Given a coherent sheaf $\mathcal{E} \in \text{Coh}(X)$ over a scheme there is a way to associate a relatively affine scheme over $X$. This is done by constructing the $\mathcal{O}_X$-algebra $$ \text{Sym}^\bullet(\mathcal{E}) = \mathcal{O}_X \oplus \mathcal{E} \oplus \text{Sym}^2(\mathcal{E})\oplus \text{Sym}^3(\mathcal{E})\oplus \cdots $$ and then taking relative spec $$ \mathbb{V}(\mathcal{E}) = \underline{\text{Spec}}_{\mathcal{O}_X}(\text{Sym}^\bullet(\mathcal{E})) $$ I am having trouble figuring how to compute basic examples of this, so
how can I compute $\mathbb{V}(\mathcal{E})$ in simple cases?
such as
- $\mathcal{O}(k)$ over $\mathbb{P}^n$
- $\mathcal{O}(k)\oplus \mathcal{O}(l)$ over the same space
I know that I can use these computations to find the same associated vector bundles to some projective variety using pullbacks.

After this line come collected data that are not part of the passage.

Issue #63, opened 2017-12-13
Add support in ImageBuilder to substitute global variables in manifest


ravimeda:
Consider a scenario where a user would like to improve the traceability of images.  User would like the 
images built using _ImageBuilder_ to be tagged with a specific time-stamp.  User can update the manifest.json to include a time-stamp variable in image tag.  An example of such tag is `alpine-3.6--$(timeStamp)`.  _ImageBuilder_ should be able to replace all such `$(timeStamp)` variables with a time-stamp. This means the example tag should be like `alpine-3.6-20173413043446`, using a `yyyymmddhhmmss` DateTime format. All images built during the _ImageBuilder_ session would have the same "_global_" time-stamp.

Another scenario to further improve the traceability of images is to include the commit SHA of the Dockerfile that was used to build the image.  For this purpose, say, `(dockerfileSha)` variable is included in image tag. An example of such tag is `alpine-3.6-$(dockerfileSha)-$(timeStamp)`.  _ImageBuilder_  should replace both the variables so that the example tag would be like `alpine-3.6-3148f11-20173413043446`, where `3148f11` is the commit SHA of the Dockerfile.

PR #64, opened 2017-12-13
Support for global variable substitution

ravimeda:
Adds the ability to _ImageBuilder_ to substitute global variables with corresponding values in manifest.json. Dockerfile commit SHA and timestamp variable substitution is enabled.

Refer to https://github.com/dotnet/docker-tools/issues/63

### DIFF
--- a/.gitignore
+++ b/.gitignore
@@ -6,4 +6,6 @@
 # Visual Studio Code cache/options directory
 .vscode/
 .vs
+
+# Visual Studio debug profile
 /Microsoft.DotNet.ImageBuilder/src/Properties/launchSettings.json
--- a/.gitignore
+++ b/.gitignore
@@ -6,3 +6,4 @@
 # Visual Studio Code cache/options directory
 .vscode/
 .vs
+/Microsoft.DotNet.ImageBuilder/src/Properties/launchSettings.json
--- a/.gitignore
+++ b/.gitignore
@@ -8,4 +8,4 @@
 .vs
 
 # Visual Studio debug profile
-/Microsoft.DotNet.ImageBuilder/src/Properties/launchSettings.json
+**/launchSettings.json
--- a/Microsoft.DotNet.ImageBuilder/src/GitHelper.cs
+++ b/Microsoft.DotNet.ImageBuilder/src/GitHelper.cs
@@ -13,7 +13,7 @@ namespace Microsoft.DotNet.ImageBuilder.ViewModel
             ProcessStartInfo startInfo = new ProcessStartInfo("git", $"log -1 --format=format:%h {filePath}");
             startInfo.RedirectStandardOutput = true;
             Process gitLogProcess = ExecuteHelper.Execute(
-                startInfo, false, $"Unable to retrieve the commit for {filePath}");
+                startInfo, false, $"Unable to retrieve the latest commit SHA for {filePath}");
             return gitLogProcess.StandardOutput.ReadToEnd().Trim();
         }
     }
--- a/Microsoft.DotNet.ImageBuilder/src/GitHelper.cs
+++ b/Microsoft.DotNet.ImageBuilder/src/GitHelper.cs
@@ -1,0 +1,20 @@
+﻿// Licensed to the .NET Foundation under one or more agreements.
+// The .NET Foundation licenses this file to you under the MIT license.
+// See the LICENSE file in the project root for more information.
+
+using System.Diagnostics;
+
+namespace Microsoft.DotNet.ImageBuilder.ViewModel
+{
+    public static class GitHelper
+    {
+        public static string GetCommitSha(string filePath)
+        {
+            ProcessStartInfo startInfo = new ProcessStartInfo("git", $"log -1 --format=format:%h {filePath}");
+            startInfo.RedirectStandardOutput = true;
+            Process gitLogProcess = ExecuteHelper.Execute(
+                startInfo, false, $"Unable to retrieve the commit for {filePath}");
+            return gitLogProcess.StandardOutput.ReadToEnd().Trim();
+        }
+    }
+}
--- a/Microsoft.DotNet.ImageBuilder/src/Utilities.cs
+++ b/Microsoft.DotNet.ImageBuilder/src/Utilities.cs
@@ -4,8 +4,6 @@
 
 using System;
 using System.Collections.Generic;
-using System.Diagnostics;
-using System.IO;
 using System.Text.RegularExpressions;
 
 namespace Microsoft.DotNet.ImageBuilder
@@ -13,45 +11,37 @@ namespace Microsoft.DotNet.ImageBuilder
     public static class Utilities
     {
         private static string TimeStamp { get; } = DateTime.UtcNow.ToString("yyyymmddhhmmss");
-        private const string TagVariablePattern = "\\$\\((?<variable>[\\w]+)\\)";
+        private const string VariableGroupName = "variable";
+        private static string TagVariablePattern = $"\\$\\((?<{VariableGroupName}>[\\w]+)\\)";
 
         public static string SubstituteVariables(
-            IDictionary<string, string> variables,
+            IDictionary<string, string> userVariables,
             string expression,
-            Func<string, string> getVariableSubstitute = null)
+            Func<string, string> getSystemValue = null)
         {
             foreach (Match match in Regex.Matches(expression, TagVariablePattern))
             {
-                string variableName = match.Groups["variable"].Value;
+                string variableName = match.Groups[VariableGroupName].Value;
                 string variableValue = null;
-                if (variables == null || !variables.TryGetValue(variableName, out variableValue))
+                if (userVariables == null || !userVariables.TryGetValue(variableName, out variableValue))
                 {
-                    if (getVariableSubstitute != null)
+                    if (getSystemValue != null)
                     {
-                        variableValue = getVariableSubstitute(variableName);
+                        variableValue = getSystemValue(variableName);
                     }
-                    if (variableValue == null && match.Value == "$(TimeStamp)")
+                    if (variableValue == null && variableName == "TimeStamp")
                     {
                         variableValue = TimeStamp;
                     }
                     if (variableValue == null)
                     {
-                        throw new InvalidDataException($"A value was not found for the variable '{match.Value}'");
+                        throw new InvalidOperationException($"A value was not found for the variable '{match.Value}'");
                     }
                 }
                 expression = expression.Replace(match.Value, variableValue);
             }
 
             return expression;
-        }
-
-        public static string GetAbbreviatedCommitSha(string filePath)
-        {
-            ProcessStartInfo startInfo = new ProcessStartInfo("git", $"log -1 --format=format:%h {filePath}");
-            startInfo.RedirectStandardOutput = true;
-            Process gitLogProcess = ExecuteHelper.Execute(
-                startInfo, false, $"Unable to retrieve the commit for {filePath}");
-            return gitLogProcess.StandardOutput.ReadToEnd().Trim();
         }
 
         public static void WriteHeading(string heading)
--- a/Microsoft.DotNet.ImageBuilder/src/Utilities.cs
+++ b/Microsoft.DotNet.ImageBuilder/src/Utilities.cs
@@ -4,22 +4,67 @@
 
 using System;
 using System.Collections.Generic;
+using System.Diagnostics;
+using System.IO;
+using System.Text.RegularExpressions;
 
 namespace Microsoft.DotNet.ImageBuilder
 {
     public static class Utilities
     {
-        public static string SubstituteVariables(IDictionary<string, string> variables, string expression)
+        private static string TimeStamp { get; } = DateTime.UtcNow.ToString("yyyymmddhhmmss");
+        private const string TagVariablePattern = "\\$\\((?<variable>[\\w]+)\\)";
+
+        public static string SubstituteVariables(
+            IDictionary<string, string> variables,
+            string expression,
+            Func<string, string> getVariableValue = null)
         {
-            if (variables != null)
+            foreach (Match match in Regex.Matches(expression, TagVariablePattern))
             {
-                foreach (KeyValuePair<string, string> kvp in variables)
+                string variableName = match.Groups[1].Value;
+                string variableValue = null;
+                if (variables == null || !variables.TryGetValue(variableName, out variableValue))
                 {
-                    expression = expression.Replace($"$({kvp.Key})", kvp.Value);
+                    if (getVariableValue != null)
+                    {
+                        variableValue = getVariableValue(variableName);
+                    }
+                    if (variableValue == null && match.Value == "$(timeStamp)")
+                    {
+                        variableValue = TimeStamp;
+                    }
                 }
+                if (variableValue == null)
+                {
+                    throw new InvalidDataException(
+                            $"Unable to determine the value for the given variable. Variable: {match.Value}");
+                }
+                expression = expression.Replace(match.Value, variableValue);
             }
 
             return expression;
+        }
+
+        public static Func<string, string> GetSha(string filePath, bool isDryRun = false)
+        {
+            return delegate (string variableName)
+            {
+                if (!File.Exists(filePath))
+                {
+                    throw new FileNotFoundException($"Unable to find the file.", filePath);
+                }
+                if (!string.Equals("dockerfileSha", variableName))
+                {
+                    return null;
+                }
+
+                ProcessStartInfo startInfo = new ProcessStartInfo("git", $"log -1 --format=format:%h {filePath}");
+                startInfo.RedirectStandardOutput = true;
+                Process gitLogProcess = ExecuteHelper.Execute(
+                    startInfo, isDryRun, $"Unable to retrieve the commit timestamp for {filePath}");
+                return isDryRun ? "" : gitLogProcess.StandardOutput.ReadToEnd().Trim();
+            };
         }
 
         public static void WriteHeading(string heading)
--- a/Microsoft.DotNet.ImageBuilder/src/Utilities.cs
+++ b/Microsoft.DotNet.ImageBuilder/src/Utilities.cs
@@ -10,14 +10,14 @@ namespace Microsoft.DotNet.ImageBuilder
 {
     public static class Utilities
     {
+        private static string TagVariablePattern = $"\\$\\((?<{VariableGroupName}>[\\w]+)\\)";
         private static string TimeStamp { get; } = DateTime.UtcNow.ToString("yyyymmddhhmmss");
         private const string VariableGroupName = "variable";
-        private static string TagVariablePattern = $"\\$\\((?<{VariableGroupName}>[\\w]+)\\)";
 
         public static string SubstituteVariables(
             IDictionary<string, string> userVariables,
             string expression,
-            Func<string, string> getSystemValue = null)
+            Func<string, string> getContextBasedSystemValue = null)
         {
             foreach (Match match in Regex.Matches(expression, TagVariablePattern))
             {
@@ -25,9 +25,9 @@ namespace Microsoft.DotNet.ImageBuilder
                 string variableValue = null;
                 if (userVariables == null || !userVariables.TryGetValue(variableName, out variableValue))
                 {
-                    if (getSystemValue != null)
+                    if (getContextBasedSystemValue != null)
                     {
-                        variableValue = getSystemValue(variableName);
+                        variableValue = getContextBasedSystemValue(variableName);
                     }
                     if (variableValue == null && variableName == "TimeStamp")
                     {
--- a/Microsoft.DotNet.ImageBuilder/src/Utilities.cs
+++ b/Microsoft.DotNet.ImageBuilder/src/Utilities.cs
@@ -18,27 +18,26 @@ namespace Microsoft.DotNet.ImageBuilder
         public static string SubstituteVariables(
             IDictionary<string, string> variables,
             string expression,
-            Func<string, string> getVariableValue = null)
+            Func<string, string> getVariableSubstitute = null)
         {
             foreach (Match match in Regex.Matches(expression, TagVariablePattern))
             {
-                string variableName = match.Groups[1].Value;
+                string variableName = match.Groups["variable"].Value;
                 string variableValue = null;
                 if (variables == null || !variables.TryGetValue(variableName, out variableValue))
                 {
-                    if (getVariableValue != null)
+                    if (getVariableSubstitute != null)
                     {
-                        variableValue = getVariableValue(variableName);
+                        variableValue = getVariableSubstitute(variableName);
                     }
-                    if (variableValue == null && match.Value == "$(timeStamp)")
+                    if (variableValue == null && match.Value == "$(TimeStamp)")
                     {
                         variableValue = TimeStamp;
                     }
-                }
-                if (variableValue == null)
-                {
-                    throw new InvalidDataException(
-                            $"Unable to determine the value for the given variable. Variable: {match.Value}");
+                    if (variableValue == null)
+                    {
+                        throw new InvalidDataException($"A value was not found for the variable '{match.Value}'");
+                    }
                 }
                 expression = expression.Replace(match.Value, variableValue);
             }
@@ -46,25 +45,13 @@ namespace Microsoft.DotNet.ImageBuilder
             return expression;
         }
 
-        public static Func<string, string> GetSha(string filePath, bool isDryRun = false)
+        public static string GetAbbreviatedCommitSha(string filePath)
         {
-            return delegate (string variableName)
-            {
-                if (!File.Exists(filePath))
-                {
-                    throw new FileNotFoundException($"Unable to find the file.", filePath);
-                }
-                if (!string.Equals("dockerfileSha", variableName))
-                {
-                    return null;
-                }
-
-                ProcessStartInfo startInfo = new ProcessStartInfo("git", $"log -1 --format=format:%h {filePath}");
-                startInfo.RedirectStandardOutput = true;
-                Process gitLogProcess = ExecuteHelper.Execute(
-                    startInfo, isDryRun, $"Unable to retrieve the commit timestamp for {filePath}");
-                return isDryRun ? "" : gitLogProcess.StandardOutput.ReadToEnd().Trim();
-            };
+            ProcessStartInfo startInfo = new ProcessStartInfo("git", $"log -1 --format=format:%h {filePath}");
+            startInfo.RedirectStandardOutput = true;
+            Process gitLogProcess = ExecuteHelper.Execute(
+                startInfo, false, $"Unable to retrieve the commit for {filePath}");
+            return gitLogProcess.StandardOutput.ReadToEnd().Trim();
         }
 
         public static void WriteHeading(string heading)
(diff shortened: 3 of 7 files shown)


Microsoft.DotNet.ImageBuilder/src/Utilities.cs
```diff
@@ -4,24 +4,69 @@
...
+using System.IO;
+using System.Text.RegularExpressions;
 
 namespace Microsoft.DotNet.ImageBuilder
 {
     public static class Utilities
     {
-        public static string SubstituteVariables(IDictionary<string, string> variables, string expression)
+        private static string TimeStamp { get; } = DateTime.UtcNow.ToString("yyyymmddhhmmss");
+        private const string TagVariablePattern = "\\$\\((?<variable>[\\w]+)\\)";
```
MichaelSimons: Why did you define a capture group in the regex but you don't use it when substituting the variable?

Microsoft.DotNet.ImageBuilder/src/Utilities.cs
```diff
@@ -4,24 +4,69 @@
...
+
+        public static string SubstituteVariables(
+            IDictionary<string, string> variables,
+            string expression,
+            Func<string, string> getVariableValue = null)
```
MichaelSimons: From a readability standpoint, it is difficult to distinguish the difference between `variables` and `getVariableValue`.

Microsoft.DotNet.ImageBuilder/src/Utilities.cs
```diff
@@ -4,24 +4,69 @@
...
+                    if (getVariableValue != null)
+                    {
+                        variableValue = getVariableValue(variableName);
+                    }
+                    if (variableValue == null && match.Value == "$(timeStamp)")
+                    {
+                        variableValue = TimeStamp;
+                    }
+                }
+                if (variableValue == null)
```
MichaelSimons: I think this should be moved into the previous else.

Microsoft.DotNet.ImageBuilder/src/Utilities.cs
```diff
@@ -4,24 +4,69 @@
...
                 {
-                    expression = expression.Replace($"$({kvp.Key})", kvp.Value);
+                    throw new InvalidDataException(
+                            $"Unable to determine the value for the given variable. Variable: {match.Value}");
```
MichaelSimons: The usage of "given" is a little strange.  I think something like "A value was not found for the variable '{match.Value}'."

Microsoft.DotNet.ImageBuilder/src/Utilities.cs
```diff
@@ -4,24 +4,69 @@
...
                 }
+                expression = expression.Replace(match.Value, variableValue);
             }
 
             return expression;
         }
 
+        public static Func<string, string> GetSha(string filePath, bool isDryRun = false)
```
MichaelSimons: I don't understand why this is returning a `Func`.  Please explain.

Microsoft.DotNet.ImageBuilder/src/Utilities.cs
```diff
@@ -4,24 +4,69 @@
...
+        {
+            return delegate (string variableName)
+            {
+                if (!File.Exists(filePath))
+                {
+                    throw new FileNotFoundException($"Unable to find the file.", filePath);
+                }
+                if (!string.Equals("dockerfileSha", variableName))
```
MichaelSimons: This function should be just about retrieving a commit sha.  It shouldn't be coupled to variables IMO.

Microsoft.DotNet.ImageBuilder/src/Utilities.cs
MichaelSimons: There are many types of Sha's.  The method name should indicate what sha is retrieved.

MichaelSimons: I don't see where isDryRun is ever specified.

Microsoft.DotNet.ImageBuilder/src/ViewModel/TagInfo.cs
```diff
@@ -11,16 +12,17 @@ public class TagInfo
...
 
-        public static TagInfo Create(string name, Tag model, Manifest manifest, string repoName)
+        public static TagInfo Create(string name, Tag model, Manifest manifest, string repoName, string filePath = "")
         {
             TagInfo tagInfo = new TagInfo();
             tagInfo.Model = model;
-            tagInfo.Name = manifest.SubstituteTagVariables(name);
+            Func<string, string> GetSha = Utilities.GetSha(filePath);
+            tagInfo.Name = Utilities.SubstituteVariables(
+                variables: manifest.TagVariables, expression: name, getVariableValue: GetSha);
```
MichaelSimons: Curious why you are using named variables here?

Microsoft.DotNet.ImageBuilder/src/Utilities.cs
```diff
@@ -4,24 +4,69 @@
...
             }
 
             return expression;
         }
 
+        public static Func<string, string> GetSha(string filePath, bool isDryRun = false)
+        {
+            return delegate (string variableName)
+            {
+                if (!File.Exists(filePath))
```
MichaelSimons: I'm not sure this check is working correctly when there are shared tags in the manifest.

Microsoft.DotNet.ImageBuilder/src/Utilities.cs
```diff
@@ -4,24 +4,69 @@
...
-                foreach (KeyValuePair<string, string> kvp in variables)
+                string variableName = match.Groups[1].Value;
+                string variableValue = null;
+                if (variables == null || !variables.TryGetValue(variableName, out variableValue))
+                {
+                    if (getVariableValue != null)
+                    {
+                        variableValue = getVariableValue(variableName);
+                    }
+                    if (variableValue == null && match.Value == "$(timeStamp)")
```
MichaelSimons: I think the built in variables should be CamelCased.

Microsoft.DotNet.ImageBuilder/src/ViewModel/TagInfo.cs
```diff
@@ -11,16 +12,17 @@ public class TagInfo
         public string FullyQualifiedName { get; private set; }
         public Tag Model { get; private set; }
         public string Name { get; private set; }
-
         private TagInfo()
         {
         }
 
-        public static TagInfo Create(string name, Tag model, Manifest manifest, string repoName)
+        public static TagInfo Create(string name, Tag model, Manifest manifest, string repoName, string filePath = "")
```
MichaelSimons: `filePath` is not very descriptive.  What type of file are you intending this to be?

Microsoft.DotNet.ImageBuilder/src/Utilities.cs
MichaelSimons: I'm not sure `dockerfileSha` is a good name.  This might get confused with the Docker image sha.  Althought it gets long I think `DockerfileCommitSha` or `DockerfileGitCommitSha` would be better.

.gitignore
```diff
@@ -6,3 +6,4 @@
 # Visual Studio Code cache/options directory
 .vscode/
 .vs
+/Microsoft.DotNet.ImageBuilder/src/Properties/launchSettings.json
```
MichaelSimons: I think it would be better to define this so that any launchSetting.json files are excluded

ravimeda: I'll add `# Visual Studio debug profile`

Microsoft.DotNet.ImageBuilder/src/Utilities.cs
ravimeda: Good catch. Updated usage as `match.Groups["variable"].Value`

Microsoft.DotNet.ImageBuilder/src/Utilities.cs
ravimeda: I'll update to CamelCase.

Microsoft.DotNet.ImageBuilder/src/Utilities.cs
ravimeda: I'll update.

Microsoft.DotNet.ImageBuilder/src/Utilities.cs
ravimeda: As discussed offline this is partly due misunderstood requirement. I'll update the method as - `public static string GetAbbreviatedCommitSha(string filePath)`

ravimeda: Renamed as `GetAbbreviatedCommitSha`.

Microsoft.DotNet.ImageBuilder/src/Utilities.cs
ravimeda: Yes, will remove the check.

Microsoft.DotNet.ImageBuilder/src/Utilities.cs
ravimeda: Yes, not required. Misunderstood requirement.

Microsoft.DotNet.ImageBuilder/src/Utilities.cs
ravimeda: Yes, will remove.

ravimeda: Let's use `DockerfileGitCommitSha`

Microsoft.DotNet.ImageBuilder/src/ViewModel/TagInfo.cs
ravimeda: Let's use `dockerfilePath`

Microsoft.DotNet.ImageBuilder/src/ViewModel/TagInfo.cs
ravimeda: I was following - use named variables when there are 3 or more arguments are being passed.

Microsoft.DotNet.ImageBuilder/src/Utilities.cs
```diff
@@ -4,24 +4,56 @@
...
     public static class Utilities
     {
-        public static string SubstituteVariables(IDictionary<string, string> variables, string expression)
+        private static string TimeStamp { get; } = DateTime.UtcNow.ToString("yyyymmddhhmmss");
+        private const string TagVariablePattern = "\\$\\((?<variable>[\\w]+)\\)";
+
+        public static string SubstituteVariables(
+            IDictionary<string, string> variables,
+            string expression,
+            Func<string, string> getVariableSubstitute = null)
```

As per Ben's suggestion, I'll look at $\mathbb{P}^1$. Since we have the embedding $$ \mathcal{O}(-1) \xrightarrow{\begin{bmatrix} x \\ y \end{bmatrix}} \mathcal{O}\oplus\mathcal{O} $$ I expect this to be the sub-variety of $\mathbb{A}^2_{\mathbb{P}^1}$ defined by the equation $$ \frac{\mathcal{O}_{\mathbb{P}^1}[a,b]}{(ya - xb)} $$ where $\mathbb{P}^1 = \text{Proj}(\mathbb{C}[x,y])$. In general, this should be given by all of the linear relations cutting out a line over each point of $\mathbb{P}^n$.